[Mono-devel-list] Mono Runtime AOP - Book recommendation for the runtime

Jonathan Pryor jonpryor at vt.edu
Wed Oct 20 07:20:08 EDT 2004


On Wed, 2004-10-20 at 03:38, Christoph Stiedl wrote:
<snip/>
> The topic of my internship is to extend the mono runtime with aspect
> behavior. (AOP = Aspect Oriented Programming)
> 
> At the moment I've got no glimpse where to start understanding mono. I
> have to implement additional code at loading classes, jit compiling
> classes and rejitting classes. Could you please help me to find the
> corresponding places in the code.

In the "mono" CVS module, read everything in the "docs" directory (in
particular "docs/mini-doc.txt").

The JIT compilation code is in mono/mini.  (The mono/jit directory is an
older version of the JIT engine; mono/mini is the current version.)

It should also be noted that there is no support to "re-JIT" a class. 
Classes are only JITted once.

> Furthermore I'd be very happy if you could recommend me some books to
> read for understanding the runtime and its behavior.
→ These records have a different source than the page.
Issue #257, opened 2022-01-13
Individual textures per sprite


AstroCat22:
That's about it.

lino-levan:
@Makkkkus thoughts?

Makkkkus:
It could be a long-term goal, yes

Makkkkus:
This probably won't happen. The current system is good enough for its use-case.

Makkkkus:
Will not implement because it would add many unnecessary disk operations, and be confusing to work with. Parts are already implemented, though, such as with skins.

PR #302, opened 2022-04-08
datadriven structures, recipes and books and new ids

KalmeMarq:
Structure DataDriven
```go
{
  key: {
    X: string // item id
  },
  data: [
    "XX X ",
    ...
  ],
  furniture: [
    {
      x: int,
      y: int,
      id: string // furniture id
    }  
  ]
}
```
Recipe DataDriven
```go
{
  for: ("workbench" | "craft" | "loom" | "anvil" | "enchant" | "oven" | "furnace")[]
  requires: [
    {
      item: string,
      amount?: int,
    }
  ],
  product: {
    item: string,
    amount?: int
  }
}
```
Book
```json
{
  "lines": [
    "localized.text.line1",
    "",
    "localized.text.line2"
  ]
}
```
Trying to add a more consistent id system.
Added new registries for items, tiles (and furniture) that uses a new id system. Start using "my_item" instead of "My Item"/"mY Item"/"My iTem"/etc.
If it can't find in the new registry it will use the old one.


BenChueng0422:
Tiles...why not use numeric ids?

KalmeMarq:
"You can use txt for book localizations..."
wdym? the book.json has the lines. each line is a localized text. and the translation is in the loc files.

"Tiles...why not use numeric ids"
bc how am I suppose to know the id of a tile. it's better to work with string ids.

"I have suggestion for structures, use SDT instead."
I'm not sure how std works.

Makkkkus:
I prefer what KalmeMarq has done here.

BenChueng0422:
For IDs I have an idea about that (I've sent it on Discord so I send the link here).
https://discord.com/channels/280723930942013440/280724207867002880/961884588244877312

KalmeMarq:
I might delete this pr until the std data and (id system has a consensus). I'll redo this after and add the loot tables together.

Makkkkus:
That's bad coding practice. We should only use string IDs, not numeric ones. It has to do with code readability.

Makkkkus:
Splitting books up into several lines seems kinda pointless to be honest.

BenChueng0422:
That makes sense, but we could use separate txt for other languages too.

KalmeMarq:
I think using the existing loc files is more convenient. U would have to create loc.count * 5 files when loc file could do just fine.

Litorom:
This is interesting and a big change to the system.
This also may be helpful in doing #257.

Litorom:
This may also make things easier for @PseudoDistant’s fabric system.

PR #307, opened 2022-04-20
Localization: More localization options and ES-ES finished

Litorom:


src/main/java/minicraft/item/TileItem.java
```diff
@@ -73,7 +73,7 @@ protected TileItem(String name, Sprite sprite, int count, String model, List<Str
 		this.model = model.toUpperCase();
 		this.validTiles = new ArrayList<>();
 		for (String tile: validTiles)
-			 this.validTiles.add(tile.toUpperCase());
```
Makkkkus, line 76: This breaks all of the notifications in the file, and possibly more. Remove all changes to this file and I will merge.

src/main/java/minicraft/item/TileItem.java
```diff
@@ -91,10 +91,10 @@ public boolean interactOn(Tile tile, Level level, int xt, int yt, Player player,
 		
 		String note = "";
 		if (model.contains("WALL")) {
-			note = Localization.getLocalized("minicraft.notification.invalid_placement") + " " + Tiles.getName(validTiles.get(0)) + "!";
+			note = Localization.getLocalized("minicraft.notification.invalid_placement") + " " + Localization.getLocalized(this.validTiles.get(0)) + "!";
 		}
 		else if (model.contains("DOOR")) {
-			note = Localization.getLocalized("minicraft.notification.invalid_placement") + " " + Tiles.getName(validTiles.get(0)) + "!";
+			note = Localization.getLocalized("minicraft.notification.invalid_placement") + " " + Localization.getLocalized(this.validTiles.get(0)) + "!";
 		}
```
Makkkkus, line 98: I did say delete all changes in the file; delete ALL the changes in this file.

Litorom: But it localizes the tile. Otherwise it will say the translated text with the english tile

Makkkkus: It won't be localized, since the key is wrong, no matter what you do. So just keep it as it is.

Litorom: Wdym the key is wrong? It translates it correctly

Makkkkus: Then don't translate it. We can fix that issue properly when we get to that point, but that is something I will have to do later, not something you will do now.

PR #284, opened 2022-02-28
Using JSON for advanced data storage

BenChueng0422:
This update only affects Level Data (extradata).
SDT is based on NBT.

Closes #294

PR #309, opened 2022-04-21
Using JSON for advanced data storage

### LINKED ISSUE #294: Using JSON for data storage of Items and Tiles, also for save files on 2.1.0
Game Update Limitation

The work is expected which consists of the all formatted files which are saved in the world save. Including `Entities.miniplussave`, `Game.miniplussave`, `Inventory.miniplussave`, `Level[0-5].miniplussave`, `Level[0-5]data.miniplussave` (will be renamed as `Level[0-5].miniplussavedata` temporally) and `Player.miniplussave`.

**Describe alternatives you've considered**

**Additional context**
Currently, I am working on the LevelData storing. I am deciding to work on Inventory and Level storages now.
Anymore working progresses will be shown here I guess.

BenChueng0422:
A reopen of #284
Closes #294

The JSON format of Level[0-5], Player, Inventory, Game have been finished.


BenChueng0422:
@Litorom I think it is because I have never committed any to the repository.

Makkkkus (commented):
I really like the rework of the save system. Just make sure it doesn't break any past saves.

src/main/java/minicraft/item/Item.java
```diff
@@ -15,16 +17,19 @@ public abstract class Item {
 	
 	private final String name;
 	public Sprite sprite;
+	public JSONObject data;
```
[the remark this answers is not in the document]
BenChueng0422: It wouldn't be a problem, each item should have its own data even data might be empty.

src/main/java/minicraft/level/Level.java
```diff
@@ -127,7 +131,7 @@ public Level(int w, int h, long seed, int level, Level parentLevel, boolean make
 		this.w = w;
 		this.h = h;
 		this.seed = seed;
-		short[][] maps; // Multidimensional array (an array within a array), used for the map
+		AbstractMap.SimpleEntry<short[], JSONObject[]> maps; // Multidimensional array (an array within a array), used for the map
```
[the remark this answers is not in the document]
BenChueng0422: each tile should have its initial data.

src/main/java/minicraft/item/Item.java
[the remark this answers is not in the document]
Makkkkus: Sure, go ahead

src/main/java/minicraft/level/Level.java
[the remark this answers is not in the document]
BenChueng0422: It also won't be a problem unless the save file is too large.

src/main/java/minicraft/saveload/Load.java
```diff
@@ -437,99 +456,198 @@ private void loadUnlocks(String filename) {
...
+						}
+	
+						if(l == World.minLevelDepth+1 && tilename.equalsIgnoreCase("LAPIS") && worldVer.compareTo(new Version("2.0.3-dev6")) < 0) {
+							if(Math.random() < 0.8) // don't replace *all* the lapis
+								tilename = "Gem Ore";
+						}
+						tiles[tileArrIdx] = Tiles.get(tilename).id;
+						JSONObject obj;
+						try {
+							obj = (JSONObject)Tiles.get(tilename).getClass().getMethod("getDefaultData").invoke(null, new Object[0]);
```
Makkkkus, line 520: Don't these calls have a negative performance impact?

src/main/java/minicraft/saveload/Load.java
```diff
@@ -437,99 +456,198 @@ private void loadUnlocks(String filename) {
...
+						parent.printLevelLoc("INCONSISTENT STAIRS detected; placing stairsDown", p.x, p.y);
+						parent.setTile(p.x, p.y, Tiles.get("Stairs Down"));
+					}
 				}
 			}
 		}
 	}
 	
-	public void loadPlayer(String filename, Player player) {
+	public void loadPlayer(String filename, Player player) throws JSONException, IOException {
```
Makkkkus, line 611: These should absolutely not throw exceptions. Errors should be handled where they occur, so you can write a proper error message.

Makkkkus (commented):
First, the only thing that I see resonable to implement into the current version are the tile id datatype changes. Second, this really conflicts with the changes I want to do with the save system, as the changes you have made only partly address my issues.

I don't think adding complexity to data stored by tiles, and especially items, is a good thing; which is the whole point of this pull request. I can accept the use of json data for tiles, as tiles may need more data in the future, but I still don't see why we need data instead of just adding variables to the classes, like it always has been.

The use of checks for safe execution and documentaion has also been very weak, especially with the lack of comments and error messages.

My alternative solution for saving and loading data is adding a class at the end of each file that handles json serialization in a safe and clean way. This is a fairly standard way of doing things, to my knowledge.

I'm also going to make it very clear that I am not targeting you, but that changes as big as this have extremely high standards for me to merge it. Changes like this are also very tedious for me to work with, especially when it is only me maintaining this, and there is certainly a lot I have missed. So, to be honest, I don't really want massive pull requests, but this isn't that bad compared to the data driven functionality pull request, which was a lot to take in.

src/main/java/minicraft/item/Item.java
```diff
@@ -15,16 +17,19 @@ public abstract class Item {
...
```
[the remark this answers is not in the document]
BenChueng0422: The item data would have durability and book content. (I forgot about that.)

src/main/java/minicraft/level/Structure.java
```diff
@@ -40,9 +43,16 @@ public void draw(Level level, int xt, int yt) {
 			 level.add(furniture.get(p).clone(), xt+p.x, yt+p.y, true);
 	}
 
-	public void draw(short[] map, int xt, int yt, int mapWidth) {
-		for (TilePoint p: tiles)
+	public void draw(short[] map, JSONObject[] data, int xt, int yt, int mapWidth) {
```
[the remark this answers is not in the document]
BenChueng0422: Since they need initial data, would you like initialize the data after the level is generated or initialize the data when they are generated?

src/main/java/minicraft/saveload/Load.java
BenChueng0422: I think this is the only way to get the initial data of the tile given since the initial data can only be given by static method...I think it shouldn't be a method instead hmm

src/main/java/minicraft/level/Structure.java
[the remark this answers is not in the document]
Makkkkus: I would rather want to initialize data when the class is loaded.

src/main/java/minicraft/core/Renderer.java
```diff
@@ -281,7 +281,7 @@ private static void renderGui() {
 		if (player.activeItem instanceof ToolItem) {
 			// Draws the text
 			ToolItem tool = (ToolItem) player.activeItem;
-			int dura = tool.dur * 100 / (tool.type.durability * (tool.level+1));
```
Makkkkus, line 284: See, I find things like these problematic. Since now you just removed the static variable in the class and replaced it with a json variable.

src/main/java/minicraft/level/Structure.java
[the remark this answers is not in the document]
BenChueng0422: That would need more step on tick(), to check if the properties are exist.

src/main/java/minicraft/level/tile/DoorTile.java
```diff
@@ -18,6 +18,10 @@ public class DoorTile extends Tile {
 	protected Material type;
 	private Sprite closedSprite;
 	private Sprite openSprite;
+	public final JSONObject initialDefaultData = new JSONObject();
+	{
+		initialDefaultData.put("closed", 0);
```
Makkkkus, line 23: In this exsample. There would be no problem to make closed a variable in the class.

src/main/java/minicraft/level/Structure.java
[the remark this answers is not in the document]
BenChueng0422: So would you like to initialize data at the last line of Level constructor?

src/main/java/minicraft/saveload/Load.java
```diff
@@ -88,13 +86,16 @@ public class Load {
...
-	public Load(String worldname, boolean loadGame) throws JSONException, IOException {
+	public Load(String worldname, boolean loadGame) {
 		try {
 			worldVer = new Version(new JSONObject(loadFromFile(location + "/saves/" + worldname + "/Game" + extension, true)).getString("version"));
 		} catch (JSONException e) {
 			loadFromFile(location + "/saves/" + worldname + "/Game" + extension);
 			if (data.get(0).contains(".")) worldVer = new Version(data.get(0));
 			if (worldVer == null) worldVer = new Version("1.8");
+		} catch (IOException e) {
+			Thread.getDefaultUncaughtExceptionHandler().uncaughtException(Thread.currentThread(), e);
```
Makkkkus, line 97: This is very good.

src/main/java/minicraft/core/Renderer.java
BenChueng0422: Hmm it is because it doesn't show error since it is dynamic. There won't be compiling error, runtime error instead, when there is error.

Makkkkus: That is not a good thing. It is better to get compiler errors than runtime errors.

BenChueng0422: So...for item, dur and book shouldn't be dynamic.

Makkkkus: None of them needs to be dynamic. Just the same features could be added by making it a part of the class, in addition to more stability.

src/main/java/minicraft/level/Structure.java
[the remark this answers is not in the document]
BenChueng0422: I think using setTile would be better for structure.draw? setTile initializes tile.

src/main/java/minicraft/core/Renderer.java
BenChueng0422: Recovered the changes on this.

PR #311, opened 2022-04-21
Achievements: Added Notifications

Litorom:


src/main/java/minicraft/screen/AchievementsDisplay.java
```diff
@@ -152,8 +152,11 @@ private static boolean setAchievement(String id, boolean unlocked, boolean save)
         Logger.debug("Updating data of achievement with id: {}.", id);
 
         // Add or subtract from score
-        if (unlocked)
+        if (unlocked) {
             achievementScore += a.score;
+            // Tells the player that they achieved an achievement.
+            Game.notifications.add(Localization.getLocalized(id) + " " + Localization.getLocalized("Achieved!"));
```
Makkkkus, line 158: Why did you splice two locs together instead of creating a single new one?

Litorom: Done

PR #314, opened 2022-04-22
Fix Interaction of active item

### LINKED ISSUE #176: Make mining less random.
Currently, if you try to mine an ore there is a chance for it to not damage the ore but reduce the durability of the pickaxe.
I think after 3 or some more misses there should be a guaranteed hit to make mining ores less infuriating and make the possibility to not be able to hit any ores forever (due to randomness) not a problem.

BenChueng0422:
This includes all the tile interaction (e.g. TreeTile, OreTile, RockTile, etc.).
Reason: The List of the entities of the tile includes particles. Particles need time to be disappeared; potential cooldown occurred.
Fixes #176

### DIFF
--- a/src/main/java/minicraft/entity/mob/Player.java
+++ b/src/main/java/minicraft/entity/mob/Player.java
@@ -3,7 +3,6 @@ package minicraft.entity.mob;
 import java.util.ArrayList;
 import java.util.HashMap;
 import java.util.List;
-import java.util.stream.Collectors;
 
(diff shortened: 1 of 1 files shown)


Makkkkus:
The changes are redundant. Filtering is already done by the method

BenChueng0422:
Right, now should be fine.

Makkkkus:
Very good

PR #331, opened 2022-04-29
Resolves #329

### LINKED ISSUE #329: Prevent achievements from being obtained in creative mode
**Describe the bug**
Achievements can be achieved in creative mode.

Side note: Achievement text overflows off screen if too long. Going down to the gem level will trigger this.

**To Reproduce**
1. Open a creative mode world
2. Attempt to achieve an achievement
3. Achievement is obtained

**Expected behavior**
It is not obtained.

**Screenshots**
Screen Shot 2022-04-29 at 8 41 28 AM

BenCheung0422:
This should Resolve #329

### DIFF
--- a/src/main/java/minicraft/core/World.java
+++ b/src/main/java/minicraft/core/World.java
@@ -13,7 +13,7 @@ import org.tinylog.Logger;
 
 public class World extends Game {
 	private World() {}
-	
+
 	public static final int[] idxToDepth = {-3, -2, -1, 0, 1, -4}; /// This is to map the level depths to each level's index in Game's levels array. This must ALWAYS be the same length as the levels array, of course.
 	public static final int minLevelDepth, maxLevelDepth;
 	static {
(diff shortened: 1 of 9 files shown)


lino-levan:
Don't reformat the files. It creates a bunch of noise that makes it hard to see what has been changed.

Makkkkus (changes requested):
Instead of adding an if statement every time we want to give the player an achievement, we should simply add an `if (Game.isMode("creative")) return;` to setAchievement().

I will also add that the current title for the pull request doesn't tell us anything on a first glance, so you don't know what the pull request is about before you check the linked issue. Issues should never be linked in titles; there is a reason why the number is blue in the description but not the title.

Keep the formatting changes though.

lino-levan:
> Instead of adding an if statement every time we want to give the player an achievement, we should simply add an `if (Game.isMode("creative")) return;` to setAchievement().

I'm not sure if this is the best way to do this? There are some achievements that are not achieved in-game but in the menu. Maybe it's a overloaded method where there's a boolean flag to check whether or not it's in creative?

Makkkkus:
In that case change it to `if (checkCreative && Game.isMode("creative")) return;` and add that argument to the function.

Litorom:
I have an idea of how to do this.

Litorom:
Made PR #332

PR #334, opened 2022-05-01
Fix UI problem when notification is too long

BenCheung0422:


src/main/java/minicraft/core/Renderer.java
```diff
@@ -215,68 +216,70 @@ private static void renderGui() {
...
 			}
-			
+
 			if (Updater.notetick > 120) { // Display time per notification.
 				notifications.remove(0);
 				Updater.notetick = 0;
 			}
-			
+			List<String> print = new ArrayList<>();
+			for (String n : notifications) for (String l : Font.getLines(n, Screen.w, Screen.h, 0)) print.add(l);
```
Makkkkus, line 248: Encapsulate the two for statements in { }

PR #337, opened 2022-05-05
Changed potion colors to make them visible

lino-levan:
Also removed unused imports since those seem to keep crawling into the files somehow.

Old:
Screen Shot 2022-05-05 at 8 59 56 AM

New:
Screen Shot 2022-05-05 at 8 59 19 AM

Also a small thing to note here is that the order of potion effects changes between saves/loads. Haven't looked into why, nor will I since that is incredibly low priority.

### DIFF
--- a/src/main/java/minicraft/entity/mob/Mob.java
+++ b/src/main/java/minicraft/entity/mob/Mob.java
@@ -1,7 +1,5 @@
 package minicraft.entity.mob;
 
-import java.util.List;
-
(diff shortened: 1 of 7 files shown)


lino-levan:
By the way, I just want to clarify that by "changed potion colors", I just scaled up the brightness of the colors. I did not change the actual hue or saturation.

lino-levan:
Ideally we re-write the potion hud because it's really ugly atm.

PR #338, opened 2022-05-06
Resolve texture pack loading and TNT Damaging problem

BenCheung0422:
Resolve the texture pack loading problem.
Resolve the TNT damaging problem (damage mobs with negative damages) problem.
Resolve when the spawners are being picked up, the sprites always are shown with default sprite.
Ability to save the dead status.
Adjust TNT damage in order to cause damage with nearly 50 (with what was written in ExplodedTile#tick).


Makkkkus:
One pull request for each issue

PR #340, opened 2022-05-06
Ability to save the dead status.

BenCheung0422:


src/main/java/minicraft/screen/PlayerDeathDisplay.java
```diff
@@ -32,7 +33,11 @@ public PlayerDeathDisplay() {
 				Game.setDisplay(null);
 			}));
 		}
-
+		
+		entries.add(new SelectEntry("Save and Quit", () -> {
```
Makkkkus, line 37: Add this to an else for the if statement above

PR #358, opened 2022-06-03
Fix of these ones before most of recipes display

pelletsstarPL:
added 2 spaces for better formatting.


Makkkkus:
This removes the name of the recipie.

TheBigEye:
Should be something like:
```java
 return super.toString().replace("1 ", "") + (recipe.getAmount() > 1 ? " x" + recipe.getAmount() : "");
```

PR #364, opened 2022-06-06
Stackable item limit

### LINKED ISSUE #305: Stackable item limit and inventory limit
Stackable items and inventories should have a limit to how many items they can contain. This should fix issues like #80.

A cap on how many items we can put in a stack, and a cap on how many items we can put in our inventory.

BenCheung0422:
Resolves #305


TheBigEye:
### [BUG] Items pickup, chests, and inventory...
- Chests behave weird:
    - There are times when the chest cursor cannot be moved
    - The items that are added from the chest are not shown in the player's inventory in the chest display, and neither does the inventory sound (that is, the player's inventory is not updated, when opening and closing the display they are already shown )
    - Cannot add the item searched by the searcher bar to the player's inventory and vice versa
    - Also, trying to add too many items from the chest to the player's inventory crashes the game (`java.lang.IndexOutOfBoundsException: Index 267 out of bounds for length 260`)
- Items dropped by breaking a tile cannot be picked up in creative mode.
- there are times that you can not collect the items dropped in survival mode

TheBigEye:
- The player can craft items in creative mode (by doing so they are not stored in the inventory, but are dropped when leaving the Crafting Display)
- When taking a Furniture from the inventory (Chest, Anvil, Workbench, etc) in creative mode, when placing it, and, when wanting to return it to the inventory, the item is dropped, maybe it is because of the limit of items in the inventory?
    - The same thing happens with normal items, like potions, ores, etc.
- In creative mode the player should be able to pick up items even if there is a limit on the inventory.
    - due to this limit, it is also not possible to empty a chest in creative mode

Litorom:
How will this work with old worlds? Will it keep the overflow items until taken out or will they be deleted, or dropped.

BenCheung0422:
@TheBigEye 
* To have minimum inventory use, all unnecessary usage are combined together.
* Emptying the chest in creative mode can be implemented with #360.
* Since the inventory size limit is 27, the crafted items are dropped if the inventory is full. This also work in getting back the held item to the inventory.

@Litorom It should now work with old worlds. A death chest is generated for the exceed items.

Issue #203, opened 2021-09-20
Quest system


Makkkkus:
**Describe the solution you'd like**
Create a quest system to make the game more RPG-like. This doesn't need to be used, but the solution would make modding the game even more interesting. This also allows for tutorials.

Litorom:
Seem relatively done at this point, reopen if necessary.

PR #383, opened 2022-07-14
Quest system part 2

BenCheung0422:
Implementation of #203 
The `tutorials` and `quests` settings implementation. Also recipe unlock implementation (in tutorials).
The quests are not completed. The quests will be completed in the later pull requests.


Makkkkus (commented):
I have a little feedback for you: I wish the `unlocks` entry in the quests.json file to be renamed to `leads_to`, while `recipies` is put into a new entry called `unlocks`. This is so we can make quests unlock more than just recipies, in the future.

I also wish for tutorial quests to be put in a separate file called `tutorials.json`, and allowing for more than one tutorial.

For short: Which
> books should I read to understand mono?  I have already visited the
> "book" page on the homepage
> (http://www.mono-project.com/about/books.html), but those books are 
> rather more about compilers. What I would like to ask is, if there are
> some good books about runtimes themselves and about the architecture,
> mainly corresponding to mono.

A JIT engine *is* a compiler, so books about compilers are very
pertinent. :-)

The other parts of the "runtime" include mono/io-layer, a Win32 API
compatible layer which is used for file I/O (to simplify Windows/Unix
portability); libgc, the garbage collector; mono/metadata, for metadata
handling (e.g. getting the classes & class members within an assembly);
and other support areas (profiling, platform-specific code, etc.).

Then there's the C# class library, in the "mcs" CVS module, in the
"class/ASSEMBLY-NAME" directory.

You should also read the Papers section of the mono site: 

	http://www.mono-project.com/about/papers.html

As for how all the disparate parts fit together, I don't know of any
books that discuss it.

I would also suggest that you read up on ContextBoundObject, which is
another way to get AOP-like behavior within .NET.  (Summary: it uses the
remoting infrastructure to "capture" method calls & member access.  It's
like remoting, but *within* an AppDomain instead of between AppDomains. 
This would allow you to "easily" trace method calls, AFAIK a common AOP
example.)  The downside to ContextBoundObject is that it "burns a base
class", so you can't use it in all circumstances.